Курт, не удержавшись, присвистнул и замер, выпрямившись и позабыв обо всех своих терзаниях, лишь только вскользь прикинув итоговую сумму. Получались сотни.

— Вопрос, — тихо подытожил он, глядя на подопечного растерянно, — как Штаг собирался отдавать такие деньги?.. Даже если продолжать практику повальных взяток, на это ушло бы еще года полтора; тогда следующий вопрос — что такого ему могло вдруг понадобиться, что он решился влезть в такие обязательства?

Бруно пожал плечами:

— Думай. Это твоя работа; я сделал, что от меня зависело — достал тебе сведения. Еще что я могу добавить, так это то, что любовницы с ним и впрямь никто не видел. Хотя некоторые особенно внимательные отмечали, что чем-то не слишком уж мужским от него временами попахивало; отсюда и насмешки, подобные тем, что отпускал тот гнусный тип с юридического.

Курт задумчиво перевел взгляд в окно, за которым виднелся конек соседней крыши, посмотрел в доски стола перед собою и, наконец, снова на Бруно.
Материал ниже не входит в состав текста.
PR #1735, opened 2020-08-28
guide: external data updates

jorgeorpinel:
and other related updates

Issue #1614, opened 2020-07-22
links: automatic command links are too lax now?


jorgeorpinel:
Should `dvc {cmd} {arg}` always be linked? E.g.:

![image](https://user-images.githubusercontent.com/1477535/88220850-2b46b100-cc29-11ea-9eef-53c882f10025.png)
> From https://dvc.org/doc/command-reference/repro#examples

I have the impression this was not the case before. It used to only do that for commands with subcommands, and perhaps some valid options of `dvc config`.

jorgeorpinel:
Cc @rogermparent (let's see what Ivan says though).

rogermparent:
I don't know when this was introduced, but I'm pretty sure it's not the `simpleLinker` I added. Its current settings only perform exact string matches. This is looks like behavior from `commandLinker` that theoretically has existed for a while.

I can change the behavior now that I'm familiar with the mechanism, but I'll need some specific rules.

You can see in the source that `commandLinker` still links commands even if the subcommand isn't valid.

```
if (isSubcommandPageExists) {
  url = `${COMMAND_ROOT}${parts[1]}/${parts[2]}`
} else if (isCommandPageExists && hasThirdSegment) {
  url = `${COMMAND_ROOT}${parts[1]}#${parts[2]}`
} else if (isCommandPageExists) {
  url = `${COMMAND_ROOT}${parts[1]}`
}
```

shcheklein:
Yeah, I think that was always the case.

Do we want this? I would keep it. May be it should be smart enough to allow only proper third level sub commands and `dvc dag <tag>` should link to the `dag`, not to `dag#tag`

rogermparent:
> Do we want this? I would keep it. May be it should be smart enough to allow only proper third level sub commands and `dvc dag <tag>` should link to the `dag`, not to `dag#tag`

This is the current behavior as `hasThirdSegment` is only true when the third segment matches a regex determining that it's a proper command. Here's more context around that same snippet:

— А может ли такое быть? — предположил он тихо и нерешительно. — Конечно, его приятель говорил, что женского общества как такового Шлаг не чурался, однако же… Это бы многое объяснило — и затраты, и странное поведение, и внезапную отдаленность от лучшего с детства друга. Насколько мне известны подобные случаи, это может проявиться когда угодно — хоть в юности, хоть в глубоко зрелом возрасте; может, эти обвинения не беспочвенны?

вернуться

130

Отлично! Молодец! (прост. разг. лат.).

вернуться

131

На каком основании? (лат.).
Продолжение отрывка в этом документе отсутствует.